Alongside the GitHub announcement, stocks tied to OpenAI and AI broadly got hammered on a WSJ report that OpenAI missed key revenue and user targets toward the end of last year and start of this one. That's worth noting — but the report is ancient history by AI standards. Codex user growth has gone 20x this year, from around 200,000 users on January 1st to 4 million the week before GPT-5.5 launched. The broader bubble-narrative shift is similarly telling: the bears have now abandoned "revenue growth looks weak" in favor of "revenue is great but subsidized." At some point you have to wonder if they just need the bubble to exist. That said — what Wall Street thinks does matter, because financing the continued buildout of compute depends on market confidence.

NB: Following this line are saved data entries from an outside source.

PR #10276, opened 2026-06-10
[Attention][BugFix] Fix NaN issue in Lightning Attention NPU kernel caused by unmasked padding

ghphotoframe:
### What this PR does / why we need it?

This PR fixes a NaN issue in the Lightning Attention NPU kernel on Ascend hardware. On Ascend, `tl.load(..., other=0.0)` does not reliably clear out-of-bound data due to hardware-specific vector-to-cube loading behavior. When the sequence length is not a multiple of `BLOCK_SIZE`, trailing blocks contain garbage values, leading to NaNs during dot-product computation and model instability.

To resolve this, we explicitly apply `tl.where` masking for query (`q`) and key (`k`) tensors after loading to zero out padding elements in the last block. Additionally, redundant debug logging in `lightning_attention_npu` is removed to reduce runtime overhead.

### Does this PR introduce _any_ user-facing change?

No.

### How was this patch tested?

Tested on Atlas 910C with model `ling-2.6-flash`. Verified that models no longer produce NaNs when sequence lengths are not aligned with `BLOCK_SIZE`, and attention outputs match expected numerical ranges.
image

---
testcase:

The More Interesting Implication: OpEx to CapEx
This isn't a layoff. It's the transition from neurons to silicon.
The market implications of the subsidy era ending are actually the least interesting part. What matters more is the structural shift from headcount to AI spend — and what that really means for jobs. In three consecutive months of listener pulse data (January, February, March), cost savings didn't appear anywhere on the list of primary AI benefits. Time savings as the top benefit dropped from 19.7% to 12.7%; new capabilities as the top benefit rose from 21.9% to 29.3%. If AI adoption is being driven by capability unlocks rather than cost reduction, the shape of labor displacement looks very different from the doomsday framing. There's also an underappreciated irony: the physics constraints driving this cost reckoning — grid limitations, component shortages, data center buildout timelines — may end up doing more to slow AI diffusion than any open letter ever has.

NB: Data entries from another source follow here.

PR #15053, opened 2026-08-27
[BugFix][DSA-CP] Stabilize lightning indexer TopK across query slices

pisceskkk:

GLM-5.2 DSA-CP shards a chunked-prefill Query chunk across TP ranks. For a 1024-token chunk with TP=8, each rank evaluates 128 Query tokens against the shared Key history. The quantized Lightning Indexer could return different TopK indices for a Query row depending on whether that row was evaluated in the full Query chunk or in its rank-local slice. The selected indices feed compressed sparse attention, so this shape-dependent result can affect model output.

The mismatch occurs when TopK cuts through a large equal-score group. `MrgSort` with exhausted suspension prefers a later source for equal values, while the S2 source lists were registered in increasing order. Full and sliced Query shapes can use different merge groupings, making tie resolution depend on the Query tiling.

This PR:

- registers S2 merge sources in reverse order for both four-way merges and two/three-way tail merges, giving equal scores a stable absolute-Key ordering;
- adds source-copy and binary-build dependencies so nested kernel-header changes trigger recompilation;
- adds an NPU regression covering exact TopK-order equivalence between full and rank-sliced Query execution.

Yes. GLM-5.2 DSA-CP chunked prefill now produces shape-invariant Lightning Indexer TopK results for equal-score ties.

- Added `test_equal_score_topk_is_invariant_to_query_slicing` with a 1024-token Query, eight 128-token slices, and an equal-zero-score group crossing `sparse_count=2048`.
- Ran the regression on Ascend 910_93: all 8 ranks matched the full-Query TopK indices in exact order.
- Replayed captured GLM-5.2 layer 0/1 inputs: 2048/2048 Query rows matched exactly across all 8 ranks; minimum TopK intersection was 2048/2048.
- Checked per-token Query quantization: quantized values and scales matched exactly for all 8 slices.
- Checked fused shared-KV attention in sliding-window and compressed-sparse modes: all 8 slices matched the corresponding full-Query rows with `max_abs=0`.
- Started GLM-5.2-W4A8 with TP=8, DCP=8, eager mode, `enable_dsa_cp=true`, and `long_prefill_token_threshold=1024`; a 12019-token prompt completed successfully with readable output.

Validation limitations:

- Exact online repeatability remains inconclusive because repeated greedy requests diverged in both DCP=8 and DCP=1 controls.
- Graph mode and performance were not measured.
- The NPU container lacked the optional `modelscope` package required by the repository-wide pytest conftest, so the added regression function was executed directly; CI should collect it through the standard test environment.


weiguihua2:
/nightly multi-node-GLM-5.1-W8A8C8-A3_128k_90_50
nightly command triggered.
- Nightly-A3: [workflow run](https://github.com/vllm-project/vllm-ascend/actions/runs/33855708596)

weiguihua2:
/nightly multi-node-GLM-5.1-W8A8C8-A3_128k_90_50
nightly command triggered.
- Nightly-A3: [workflow run](https://github.com/vllm-project/vllm-ascend/actions/runs/34181619910)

Cheaper Models Are About to Have a Moment
"Intelligence per unit of cost" is the new benchmark that matters.
As companies start to feel the real cost of frontier tokens, lower-cost models are going to get a hard look. This has been happening quietly for a while — Brian Chesky said Airbnb uses Alibaba's Qwen because it's "fast and cheap," and Cursor has confirmed using Kimi K2.5 as the base for their internal model. The AEI reported that one in four YC Winter 2025 companies used AI to write 95% of their codebase, some via fine-tuned Chinese models. The Menlo VC state of AI report puts open source at about 11% of enterprise LLM API use today, with Chinese open source at roughly 1% overall — but those numbers are from Q4 and are almost certainly moving. The more interesting question for most companies isn't whether to use Qwen or Deepseek — it's whether their current systems were designed with any cost intentionality at all.

Five Practical Steps for Enterprises

For companies already mid-workflow-transformation, here are five moves to get ahead of rising model bills.
1. Find the AI spending leaks — audit every use case and task for where a frontier model is doing work a cheaper one could handle.
2. Run a cheap model bake-off — build a framework to test smaller, more efficient, and open models against your key tasks and against each other.
3. Create a Model Sommelier role — give one person ownership of this ongoing selection process, tracking price changes, new releases, and task-specific performance.
4. Build escape hatch architecture — design systems that route routine work to cheaper models but can escalate to frontier models (or humans) for low-confidence, sensitive, or high-value cases.
5. Build an AI cost scoreboard — make agent economics visible across teams, integrate cost metrics with performance data, and celebrate the wins.